PR #848, opened 2016-10-28
Return middleware chain promise from `callback()`

PlasmaPower:
The v2.x version of #847, see there for more details.

PR #926, opened 2017-03-02
Use jest and node-fetch for tests

### LINKED ISSUE #703: Switch to a new testing system

PlasmaPower:
Resolves #703. One test (currently set to skip) is tied to #848. I'll make the change to unskip it on the PR last to get merged.


PlasmaPower:
Hmm... the travis error is very confusing to me. Can anyone replicate it locally?

The denoted file+line is just `});`. Also, there's no combination of `request` and `done` in any test, as the error would suggest. There's also never a circumstance where `request(...).get` would be accessed.

PlasmaPower:
Oh, that's because the tests were preformed on a rebase, and new tests have been added. I'll fix that.

PlasmaPower:
Rebased. Not sure why Travis is taking some time to run, but it should work when it does.

fengmk2:
I'm -1.

No, we use `supertest` for a long time and it work great for me.
I don't see any good reason change to use `node-fetch`.

PlasmaPower:
@fengmk2 Supertest is:

- **no longer maintained**
- based on callbacks not promises
- without a good way to test for the absence of headers

I think that we need to switch at some point in time without a doubt. I'd much prefer to switch now than later.

PlasmaPower:
Also, I can't see *any* advantage of supertest over node-fetch. I've already done all the work to switch, and in some cases the code clearly gets simpler, so why not?

PlasmaPower:
Travis has passed.

dougwilson:
R.I.P. Travis

magicdawn:
supertest is extend from superagent. and superagent has faux Promise support since v1.3.0
https://github.com/visionmedia/superagent/blob/v1.3.0/lib/node/index.js#L1027

-1 on node-fetch. `fetch` always reminds that's `GET` 😂

test/application/use.js
```diff
@@ -70,60 +65,50 @@ describe('app.use(fn)', () => {
...
   });
 
-  it('should output deprecation message for generator functions', done => {
-    process.once('deprecation', message => {
-      assert(/Support for generators will be removed/.test(message));
-      done();
-    });
-
+  it('should output deprecation message for generator functions', () => {
+    const warningPromise = eventToPromise(process, 'deprecation')
```
dead-horse: use promise here is strange, I'd like to use the original syntax

PlasmaPower: With the original syntax, the asserts for the result of the request were run after the test has finished. I don't know if they would be ignored or result in a strange error, but I do know that it wouldn't work properly. I can return it to its original syntax and remove the request asserts though.

PlasmaPower:
Ah, I see. I wasn't aware that superagent was updated. However, I still don't like using supertest, as once again it is unmaintained.

If we'd like to explicitly specify GET, then I can add that to the wrapper API. However, I still support node-fetch as the base.

test/context/cookies.js
```diff
@@ -1,35 +1,26 @@
...
-      .get('/')
-      .expect(204)
-      .end((err, res) => {
-        if (err) return done(err);
-
-        res.headers['set-cookie'].some(cookie => /^name=/.test(cookie)).should.be.ok;
-
-        done();
-      });
+    const res = await request(app, '/');
```
dead-horse: use supertest@3 with promise support is much better than node-fetch

PlasmaPower: Looking into it, it does have a new maintainer, so my point there isn't valid. However, I still prefer the syntax of node-fetch. May I ask why you prefer supertest?

PlasmaPower:
Sorry for switching to `node-fetch` without asking first, I thought the consensus was once we had async/await we should switch away from supertest.

test/context/cookies.js
PlasmaPower: Also, I'd like to point out that for the specific test you've commented on using node-fetch is significantly cleaner (12 lines to 3 lines).

PlasmaPower:
One other thing about my node-fetch wrapper: it automatically closes the HTTP server, so the Jest process will exit after finishing the tests (not the case with our current supertest usage).

fengmk2:
> without a good way to test for the absence of headers

We can send a pull request to supertest then make it happen.

test/application/response.js
```diff
@@ -1,34 +1,29 @@
...
     app1.use((ctx, next) => {
-      assert.equal(ctx.response.msg, 'hello');
+      expect(ctx.response.msg).toBe('hello');
       ctx.status = 204;
     });
 
-    request(app1.listen())
-      .get('/')
-      .expect(204, done);
+    return request(app1, '/').then(res => expect(res.status).toBe(204));
```
fengmk2: this equal to supertest

```js
return request(app1)
  .get('/')
  .end(res => assert(res.status === 204));
```

test/context/cookies.js
fengmk2: Using supertest way

```js
return request(app)
  .get('/')
  .expect(204)
  .expect(res => {
    assert(res.headers['set-cookie'].join(';').match(/^name=/));
  });
```

test/application/response.js
PlasmaPower: I understand that now that promise support has been added. Also, I'd think we'd do this instead:

```js
return request(app1)
  .get('/')
  .expect(204)
  .end();
```

Also, I'm not sure if Jest would recognize it as a Promise, given that it isn't true Promise, it just has `.then` and `.catch`.

One last thing I noticed - your code would seem to trigger this condition: https://github.com/visionmedia/superagent/blob/master/lib/request-base.js#L191

test/context/cookies.js
PlasmaPower: I'm assuming even if we switch back to supertest we'd keep expect?

test/application/response.js
PlasmaPower: Looks like jest does recognize it as a promise.

PlasmaPower:
The one thing I realized supertest has going for it is that it's error messages are more relevant to the context of the assertion.

At this point, I think supertest is acceptable. I'm still not sure it's better though.

test/application/use.js
PlasmaPower: I was thinking of another use of eventToPromise, I can switch this back.

.travis.yml
```diff
@@ -17,9 +17,12 @@ before_script:
   - "[ ! -f wrk/bin/wrk ] && rm -rf wrk && git clone https://github.com/wg/wrk.git && make -C wrk && mkdir wrk/bin && mv wrk/wrk wrk/bin || true"
   - export PATH=$PATH:$PWD/wrk/bin/
 script:
-  - make lint
-  - make test-travis
-  - make bench
+  - npm run lint
+  - jest --coverage
```
gibfahn: Might it be worth having an npm script for coverage (so you could do`npm run coverage`)?

package.json
```diff
@@ -4,7 +4,8 @@
   "description": "Koa web app framework",
   "main": "lib/application.js",
   "scripts": {
-    "test": "make test"
+    "test": "jest",
+    "lint": "./node_modules/.bin/eslint benchmarks lib test"
```
gibfahn: I think you can just do `    "lint": "eslint benchmarks lib test"`

PlasmaPower: I don't think so, we also don't want to use a global eslint even if it exists (plugins).

.travis.yml
PlasmaPower: I'm not sure that would be very helpful, I think `npm test --coverage` is good enough.

package.json
gibfahn: `npm run` prepends `./node_modules/.bin` to the `$PATH`, so it will use the local eslint even if it's also installed globally.

You can test it by adding `"tmp": "echo $PATH",` to the `package.json`.

[npm run docs](https://docs.npmjs.com/cli/run-script)

PlasmaPower:
@gibfahn Good points. I've added those, except I chose `npm run test-cov` instead of `npm run coverage` as that's what we previously had.

package.json
```diff
@@ -4,7 +4,9 @@
   "description": "Koa web app framework",
   "main": "lib/application.js",
   "scripts": {
-    "test": "make test"
+    "test": "jest",
+    "test-cov": "jest --coverage",
+    "lint": "./node_modules/.bin/eslint benchmarks lib test"
```
gibfahn: Did you miss committing the lint change? I see it in the commit message 😄

PlasmaPower: Yeah, oops! Fixed.

PlasmaPower:
Hmm, that Travis failure is very odd. Retrying.

PlasmaPower:
That time it passed. Given that it was a syntax error I'm not sure it was caused by jest. I'll investigate further if it occurs again.

PlasmaPower:
The test relying on #848 is proving to be a bit more difficult than thought. I'll look into it later today.

PlasmaPower:
Okay I've updated the [socket.writable test](https://github.com/PlasmaPower/koa/blob/jest-tests/test/application/index.js#L26) (depends on app.callback returning a promise). It's maybe a bit too complicated, but it should be fairly secure against future changes.

test/application/response.js
jonathanong: anything with a `.then()` method is a true promise ;)

test/application/use.js
```diff
@@ -70,60 +65,50 @@ describe('app.use(fn)', () => {
...
-    request(server)
-      .get('/')
-      .expect(404)
-      .end(err => {
-        if (err) return done(err);
-        calls.should.eql([1, 2, 3, 4, 5, 6]);
-        done();
-      });
+    const res = await request(server, '/');
+    expect(res.status).toBe(404);
```
jonathanong: not sure I like using `expect`. anyone else prefer we use node's `assert`?

test/context/cookies.js
jonathanong: yeah, I think we should stick with `supertest@3`. fewer changes and it works fine

test/application/use.js
PlasmaPower: It comes with jest, so I figured that's what we'd use.

test/context/cookies.js
```diff
@@ -40,13 +31,12 @@ describe('ctx.cookies.set()', () => {
           }
         });
 
-        request(app.listen())
-          .get('/')
-          .expect('.keys required for signed cookies', done);
+        const text = await (await request(app, '/')).text();
```
jonathanong: lol. I always try to only do 1 async action per line. gets crazy like this otherwise

PlasmaPower: Yeah I probably should've split that up.

jonathanong:
my opinions:

- stick to `supertest@3` instead of `node-fetch`, which seems to be the consensus
- use `assert` instead of `expect`, which I don't really care about

test/application/use.js
dead-horse: assert +1, don't like expect either, maybe we can try [power-assert](https://github.com/power-assert-js/power-assert) later, it has the same API with node's assert.

PlasmaPower:
OK, I'll open a new PR with those changes later today hopefully.

jonathanong:
@PlasmaPower thanks for all your work!!!

test/application/use.js
PlasmaPower: Hmm since we've managed to avoid transformations thus far, I'm not sure we'd want to add one. However, I agree that it'd be very useful.

PlasmaPower:
I'm leaning towards a custom supertest wrapper, as we also need to shutdown the server. Is that okay?

Also, for now, I think I'll implement header not existing tests through that wrapper, then maybe make a PR to supertest in the future.

PlasmaPower:
I haven't had much time to work on this, if anyone wants to pick it up feel free.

What to work on >>
Nothing beyond the lines from the start of the entries through the line with "Hmm... the travis" should appear. Repeat those lines exactly, both ends included.

Output for this exercise >>
PR #848, opened 2016-10-28
Return middleware chain promise from `callback()`

PlasmaPower:
The v2.x version of #847, see there for more details.

PR #926, opened 2017-03-02
Use jest and node-fetch for tests

### LINKED ISSUE #703: Switch to a new testing system

PlasmaPower:
Resolves #703. One test (currently set to skip) is tied to #848. I'll make the change to unskip it on the PR last to get merged.


PlasmaPower:
Hmm... the travis error is very confusing to me. Can anyone replicate it locally?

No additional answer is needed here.